NOAA-EMC / GSI

Gridpoint Statistical Interpolation
GNU Lesser General Public License v3.0
64 stars 146 forks source link

investigation of unexpected behavior of ctest rrfs_3denvar_rdasens #766

Open TingLei-NOAA opened 1 month ago

TingLei-NOAA commented 1 month ago

As Peter Johnsen via orion help desk suggested and @RussTreadon-NOAA helped , the behavior of regional GSI after the orion upgrading is being investigate in relation to the issues, found on hercules, of the netcdf error (when I_MPI_EXTRA_FILESYSTEM) /or unproducible issues (https://github.com/NOAA-EMC/GSI/issues/697), it is found rrfs_3denvar_rdasens_loproc_updat would become idle (not finished in 1 hour 30 min) using 4 nodes and ppn=5. I have to follow the recent set up: 3 nodes , ppn=40 on hera given by @hu5970 and the job could finish successfully.
It is not clear to me what caused this and if it is an spontaneous issue (since on other complaints on this up to now) and this issue is to facilitate collaborative investigation into this issue. In addition GSI developers mentioned in the above, I 'd also like to bring this to the attention of @ShunLiu-NOAA @DavidHuber-NOAA .

RussTreadon-NOAA commented 1 month ago

Thank you @TingLei-NOAA for opening this issue. This is a known problem. Please see discussions in

RDHPCS ticket #2024062754000098 has also been opened.

GSI PR #764 was merged into develop at EIB's request.

ShunLiu-NOAA commented 1 month ago

@TingLei-NOAA and @RussTreadon-NOAA Thank you for the head-up. Since there is a RDHPCS ticket, we can wait for the further action from RDHPCS.

TingLei-NOAA commented 1 month ago

@RussTreadon-NOAA Thanks for those info. I will study updates with those issues carefully first. @ShunLiu-NOAA I begin to think , maybe this issue is not specific to orion, since I see the similar set up ( more than 100 mpi processes are needed while the nodes numbers are maybe smaller ( so seems not memory issue) are made for other machines like hera/wcoss2. It is also found if the "fed" obs is not used and fed model fields are not included in the control/state variables, this rrfs test works "normally" (using similar mpi task setup as hafs and previous fv3lam test) . I will do some further digging and see what I could get.
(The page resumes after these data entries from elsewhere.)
PR #3471, opened 2024-10-30
[0.x] Optimize NACKs handling

atoppi:
This PR includes a set of optimizations for NACKs handling.
We identified some inefficient code paths that could potentially cause some performance issues when the server receives a high number of NACK requests.
Once completed this, a similar effort will be done on 1.x too.

**TODO**
- [x]  replace g_list with g_queue to only use O(1) operations and avoid full list  scanning
- [x]  use a pre-allocated queue per component
<del> reduce memory allocations when preparing packets to retransmit </del>
- [x] add a backoff algo when retransmitting the same packet multiple times

### DIFF
--- a/ice.c
+++ b/ice.c
@@ -1887,9 +1887,8 @@ static void janus_ice_component_free(const janus_refcount *component_ref) {
 		g_queue_free(component->video_retransmit_buffer);
 		g_hash_table_destroy(component->video_retransmit_seqs);
 	}
-	if(component->nacks_queue != NULL) {
+	if(component->nacks_queue != NULL)
 		g_queue_free(component->nacks_queue);
-	}
 	if(component->candidates != NULL) {
 		GSList *i = NULL, *candidates = component->candidates;
 		for(i = candidates; i; i = i->next) {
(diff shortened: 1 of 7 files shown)


atoppi:
This is now ready to be tested.

ice.c
```diff
@@ -5246,16 +5245,23 @@ static gboolean janus_ice_outgoing_traffic_handle(janus_ice_handle *handle, janu
 						}
 						if(p == NULL) {
 							/* If we're not doing RFC4588, we're saving the SRTP packet as it is */
-							p = g_malloc(sizeof(janus_rtp_packet));
+							p = g_malloc(sizeof(janus_ice_queued_packet));
 							p->data = g_malloc(protected);
 							memcpy(p->data, pkt->data, protected);
 							p->length = protected;
-							janus_plugin_rtp_extensions_reset(&p->extensions);
```
atoppi, line 5253: @lminiero not sure this is right

plugins/plugin.h
```diff
@@ -171,7 +171,7 @@ janus_plugin *create(void) {
  * Janus instance or it will crash.
  *
  */
-#define JANUS_PLUGIN_API_VERSION	19
+#define JANUS_PLUGIN_API_VERSION	18
```
tmatth, line 174: Shouldn't this be increasing?

lminiero:
Merging.

PR #3474, opened 2024-11-04
videoroom: always take room mutex before streams mutex (see #3463)

atoppi:
This patch tries to fix the mutex order reversal discussed in #3463.
We tried to enforce the order `videoroom->mutex` ---> `publisher/subscriber->streams_mutex`.

This is highly experimental and poorly tested, pinging @spscream since we know they stress a lot those critical paths  subject to deadlocking.


spscream:
we tested it since yesterday, no hangs yet. Deploying to more servers for test

brave44:
@atoppi we tested it for two days on production and have no problems, so I think this time fix is on point, thanks! Waiting for merging now so we can use master again.

lminiero:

TingLei-NOAA commented 1 month ago

It is confirmed the same behavior on hera (when ppn=5; nodes=4) , the rrfs_3denvar_rdasens_lopupdat became idle. Seems the issue occurs in the parallel reading of physvar files (dbz and fed). One mpi process failed to finish processing all levels assigned to them.

TingLei-NOAA commented 1 month ago

An update: It is confirmed this ctest rrfs_3denvar_rdasens would pass using 20 mpi tasks on wcoss2. (while it would fail on both hera and orion with the newer compiler (upgraded Rocky 9) Using 20 tasks, GSI would become idle on the 9 th mpi rank when it began to deal with fed variables of the level 1 (https://github.com/TingLei-daprediction/GSI/blob/dd341bb6b3e5aca403f9f8ea0a03692a397f29e9/src/gsi/gsi_rfv3io_mod.f90#L2894) after successfully reading in a few levels of dbz variables.

For being now, we could use the similar task numbers as on hera to let this ctest pass. But i think further investigation will be helpful. I will have more discussions (some off-line) with colleagues while I might submit a ticket for this problem).

TingLei-NOAA commented 1 month ago

An ticket with orion had been opened. A self-contained test case on hera to reproduce this issue was created and sent to R. Reddy at the helpdesk (Thanks a lot!)

RussTreadon-NOAA commented 2 weeks ago

@TingLei-NOAA , what is the status of this issue?

TingLei-NOAA commented 2 weeks ago

@RussTreadon-NOAA I will follow on this and come back when I have more updates to share.